How much do you pay for housing each month? The rule of thumb is 20% to 40% of your monthly paycheck should be allocated just to living expenses.

Imagine saving that entire amount of money instead of giving it to the bank or your landlord.

I moved from Los Angeles to beautiful Cleveland for work and stumbled upon this lucrative financial planning strategy called "house hacking." I went from spending $1,200 per month on rent to buying a multifamily property in Lakewood and, instead, it paid me $710 each month to live in it.

Cleveland has a high rent-to-price ratio, meaning it has above-average rents and relatively inexpensive home prices. This makes it a great market for cash-flow investing. Pittsburgh has a comparable rent-to-price ratio, meaning it could be another good place to look for a house hack.

I bought a three-family dwelling for $200,000 in Lakewood in 2017. I lived in one unit with a friend and rented the others. My monthly mortgage payment (principal and interest), insurance, taxes and utilities were about $1,750. The rents total $2,750. After expenses and setting aside 10% for reserves, my net profit is $710, or $8,520 annually. Add in the monthly savings from eliminating my rent and my savings plus new income is $22,920.

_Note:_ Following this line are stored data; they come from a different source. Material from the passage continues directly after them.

PR #37, opened 2020-10-26
Removing AttributeScope enum.

buchi-busireddy:
This is needed for us to be able to add entities dynamically without code changes.


gateway-service-impl/build.gradle.kts
```diff
@@ -28,12 +34,19 @@ dependencies {
   // Metrics
   implementation("io.dropwizard.metrics:metrics-core:4.1.9")
 
+  runtimeOnly("io.netty:netty-codec-http2:4.1.53.Final") {
```
aaron-steinfeld, line 37: Does the impl use netty or is it only needed by the service (which also declares this)?

aaron-steinfeld (dismissed):

gateway-service-impl/build.gradle.kts
buchi-busireddy: I don't think impl should use netty but I was surprised to see this failure where impl module was reporting Snyk failure in these libraries. https://app.circleci.com/pipelines/github/hypertrace/gateway-service/195/workflows/528c60c9-0589-49e5-848d-9f486838ed25/jobs/564/parallel-runs/0/steps/0-106

I don't see that dependency coming from anywhere else too. Did you see such behavior?

aaron-steinfeld: I haven't run into that in an impl package. I checked, netty is not part of the impl's runtime classpath. I'd guess line 51 triggered it since I believe snyk scans all configurations by default. So I'd suggest two things: change 51 to `testRuntimeOnly` (if it's actually needed, most unit tests don't unless you're actually spinning up a local channel which is usually not a great idea) , and move the constraints to testRuntimeOnly as well.

gateway-service-impl/src/main/java/org/hypertrace/gateway/service/common/datafetcher/EntityInteractionsFetcher.java
```diff
@@ -358,7 +358,7 @@ private void addInteractions(
                 QueryRequestUtil.createBetweenTimesFilter(
                     metadataProvider
                         .getAttributeMetadata(
-                            requestContext, AttributeScope.INTERACTION, TIMESTAMP_COLUMN_KEY)
+                            requestContext, AttributeScope.INTERACTION.name(), TIMESTAMP_COLUMN_KEY)
```
tim-mwangi, line 361: Why are we still using INTERACTION enum?

gateway-service-impl/src/main/java/org/hypertrace/gateway/service/common/util/AttributeMetadataUtil.java
```diff
@@ -153,9 +151,7 @@ public static AttributeMetadata getAttributeMetadata(
 
   private static AttributeMetadata getAttributeMetadata(
       AttributeMetadataProvider attributeMetadataProvider,
-      RequestContext requestContext,
-      AttributeScope scope,
-      String key) {
+      RequestContext requestContext, String scope, String key) {
```
tim-mwangi, line 154: mmh I prefer line by line continuation

gateway-service-impl/src/main/java/org/hypertrace/gateway/service/span/SpanService.java
```diff
@@ -60,7 +60,7 @@ public SpansResponse getSpansByFilter(RequestContext context, SpansRequest reque
     final Context timerContext = queryExecutionTimer.time();
     try {
       Map<String, AttributeMetadata> attributeMap =
-          attributeMetadataProvider.getAttributesMetadata(context, AttributeScope.EVENT);
+          attributeMetadataProvider.getAttributesMetadata(context, AttributeScope.EVENT.name());
```
tim-mwangi, line 63: ditto about the enum

gateway-service-impl/src/main/java/org/hypertrace/gateway/service/common/datafetcher/EntityInteractionsFetcher.java
buchi-busireddy: Yes, because this doesn't come from the user request. This is implicit in the entities request when user asks for incoming and outgoing edges right?

gateway-service-impl/src/main/java/org/hypertrace/gateway/service/common/util/AttributeMetadataUtil.java
buchi-busireddy: Hmm.. interestingly, java code conventions plugin doesn't seem to lean towards one approach. Do you want me to fix this?

gateway-service-impl/src/main/java/org/hypertrace/gateway/service/span/SpanService.java
buchi-busireddy: Yeah this service itself is specific to spans, hence this enum is hard-coded. This doesn't come from user request directly.

gateway-service-impl/build.gradle.kts
buchi-busireddy: Thanks. That seems to be the case. i've fixed this now.

gateway-service-impl/src/main/java/org/hypertrace/gateway/service/common/datafetcher/EntityInteractionsFetcher.java
tim-mwangi: So it seems to me that we are moving away completely from AttributeScope enum and this is hardcoded over here. Why can't we use a string const?

gateway-service-impl/src/main/java/org/hypertrace/gateway/service/common/util/AttributeMetadataUtil.java
tim-mwangi: sure.

gateway-service-impl/src/main/java/org/hypertrace/gateway/service/span/SpanService.java
tim-mwangi: See the comment above about moving away completely from AttributeScope enum.

gateway-service-impl/src/main/java/org/hypertrace/gateway/service/common/util/AttributeMetadataUtil.java
buchi-busireddy: Done.

tim-mwangi (approved):

aaron-steinfeld (approved):

PR #39, opened 2020-11-02
Fixing a bug in merging the results from different data sources in ExecutionVisitor.

buchi-busireddy:


gateway-service-impl/src/main/java/org/hypertrace/gateway/service/entity/query/visitor/ExecutionVisitor.java
```diff
@@ -226,7 +226,12 @@ public EntityFetcherResponse visit(SelectionNode selectionNode) {
                   return entityFetcher.getTimeAggregatedMetrics(requestContext, request);
                 })
             .collect(Collectors.toList()));
-    return resultMapList.stream().reduce(result, (r1, r2) -> union(Arrays.asList(r1, r2)));
+    // Union all the responses from this single source first.
+    EntityFetcherResponse currentResponse =
```
avinashkolluru, line 230: Nice!

avinashkolluru: How did we find this?

avinashkolluru, line 230: Little confused. The expectation is that the `filter` in line 156 is constructed from the childNodeResponse.
So why do we need to intersect again?

gateway-service-impl/src/main/java/org/hypertrace/gateway/service/entity/query/visitor/ExecutionVisitor.java
```diff
@@ -142,18 +142,18 @@ public EntityFetcherResponse visit(OrNode orNode) {
...
+    EntityFetcherResponse childNodeResponse = selectionNode.getChildNode().acceptVisitor(this);
 
     // If the result was empty when the filter is non-empty, it means no entities matched the filter
     // and hence no need to do any more follow up calls.
-    if (result.isEmpty()
+    if (childNodeResponse.isEmpty()
         && !Filter.getDefaultInstance().equals(executionContext.getEntitiesRequest().getFilter())) {
       LOG.debug("No results matched the filter so not fetching aggregate/timeseries metrics.");
-      return result;
+      return childNodeResponse;
```
tim-mwangi, line 152: no coverage for this line.

gateway-service-impl/src/main/java/org/hypertrace/gateway/service/entity/query/visitor/ExecutionVisitor.java
buchi-busireddy: Because the first source might have more entities that what would be matched in the second source. For example, if you query is something like "Get APIs whose apiDiscoveryState is DISCOVERED and latency > 100ms", you might have 10 APIs matching first clause in EDS but only have two matching the second clause in QS. The final result should only have two APIs but the current code returns all 10 APIs, because we're doing a union.

Having said, this code needs to support `OR`'ing the query b/w multiple data sources in future as well but that's next enhancement.

gateway-service-impl/src/main/java/org/hypertrace/gateway/service/entity/query/visitor/ExecutionVisitor.java
buchi-busireddy: Added coverage for this case as well now.

tim-mwangi (approved):

gateway-service-impl/src/main/java/org/hypertrace/gateway/service/entity/query/visitor/ExecutionVisitor.java
avinashkolluru: @buchi-busireddy The example you gave is the functionality of the AndNode. SelectionNode is where you've already filtered the entity ids based on the filter conditions and you are only selecting additional attributes.

avinashkolluru: I'm inclined to think we've fundamentally broken then execution tree that was built and thats why we ended up in this scenario. 
Any specific issue/query that resulted in this change?
cc: @tim-mwangi

tim-mwangi: I don't think so. I mean the only change that's major is making another route for single source requests which I kept totally separate from the multiple source requests because I did want to complicate the complexity further. I think this has always been an issue. The only thing that I can think of is graphql refactor which exposed this. Graphql now craps out when it gets back results missing some of the column values requested for.

buchi-busireddy: Agree with @tim-mwangi I think this has always been there.
@avinashkolluru The bug is more around response merging. AndNode is just delegating to the visitor. ExecutionVisitor is the main one which has key logic around how execution is done and responses are merged, which is why the fix is in that class.

avinashkolluru: The ExecutionVisitor is the one which visits each node. I meant that in the visit(AndNode) is where we need to do the intersect based on the example you gave.

The DataFetcherNodes are leaf nodes which apply the filters and fetch the results. If there query filter spans 2 different source, then there should be 2 of these DataFetcherNodes and their parent will be a AndNode. The visit(AndNode) takes care of inserting the results because its an AND condition(If it was a OR, we do a union)

SelectionNode comes later, when we done all the filtering and got the entity ids, but now we need to select additional fields from the different sources. So ideally, the visit(SelectNode) should never filter out and entires returned by its children.

avinashkolluru: If GraphQL craps out when it is missing column values(probably because EDS doesn't have the value, but QS has it) then that doesn't mean we should just filter the results and send the entities that have all the values. There has to be a different way to handle that.
By doing an intersect across sources, we are just getting past that problem(that graphql can't handle), but erroneously.

buchi-busireddy: @avinashkolluru See the below query. `DataFetcherNode` needn't be the leaf always and in some cases the `SelectNode` itself is a leaf which is fetching the results. `visit(AndNode)` is already intersecting so no issue there.

```
SelectionNode{attrSelectionSources=[QS], aggMetricSelectionSources=[], timeSeriesSelectionSources=[], 
childNode=SortAndPaginateNode{limit=500, offset=0, orderByExpressionList=[expression {
  function {
    function: PERCENTILE
    arguments {
      columnIdentifier {
        columnName: "SERVICE.duration"
      }
    }
    arguments {
      literal {
        value {
          valueType: LONG
          long: 99
        }
      }
    }
    alias: "PERCENTILE_SERVICE.duration_[99]"
  }
}
order: DESC], 
childNode=SelectionNode{attrSelectionSources=[], aggMetricSelectionSources=[QS], timeSeriesSelectionSources=[], 
childNode=DataFetcherNode{source='EDS', filter=lhs {
  columnIdentifier {
    columnName: "SERVICE.labels"
  }
}
operator: EQ
rhs {
  literal {
    value {
      valueType: STRING
      string: "Critical"
    }
  }
}
}}}}
```

Taking the above query as an example, while merging results from different parts of the tree, we must intersect because we're passing the ids from one side as filter to the other side. This is functional issue, we aren't fixing this to satisfy GraphQL or other layers.

PR #41, opened 2020-11-04
Fixing a bug in merging data from multiple sources in query execution visitor.

buchi-busireddy:
Currently, though query filter between two different data sources is `AND`ed, the results are unioned. This PR fixes that by converting them into intersection.


buchi-busireddy:
FTR, we have discussed this and, though this approach fixes the issue, the right approach is to treat timestamp also like any other attribute and bring that into source based filters. I'll try to fix in that approach, hence closing this.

There are life-changing benefits to this strategy. First, it eliminated a $1,200 monthly rent outflow. Second, I then had a $710 inflow for a $1,910 total positive monthly effect. Third, I am building equity and participating in appreciation that Lakewood has experienced.

This reorganization of the relationship between your finances and housing situation also comes with a slew of tax benefits. I am not a certified public accountant, so I will not offer any direct advice, but this beautiful thing called depreciation may shield income that is produced over and above your expenses. You may also be able to deduct interest expenses and property taxes from your personal taxes.

I have implemented this strategy with multiple houses and could have started my first one with only $7,000. I could put down a little higher down payment to mitigate risk and interest expense.

The young professional crowd may be saying, "I don't have $7,000 or $10,000." I didn't either at the beginning, but I made sacrifices in the short term until I saved enough, and I was well compensated for those sacrifices. I mean, I cut out everything. I didn't go out or eat out for months and even waited until I bought the house before I bought a car.

For everyone else reading this, it can be a good way to supercharge savings before retirement or significantly reduce the amount of money you need to spend in retirement, so I would recommend everyone consider this financial planning technique.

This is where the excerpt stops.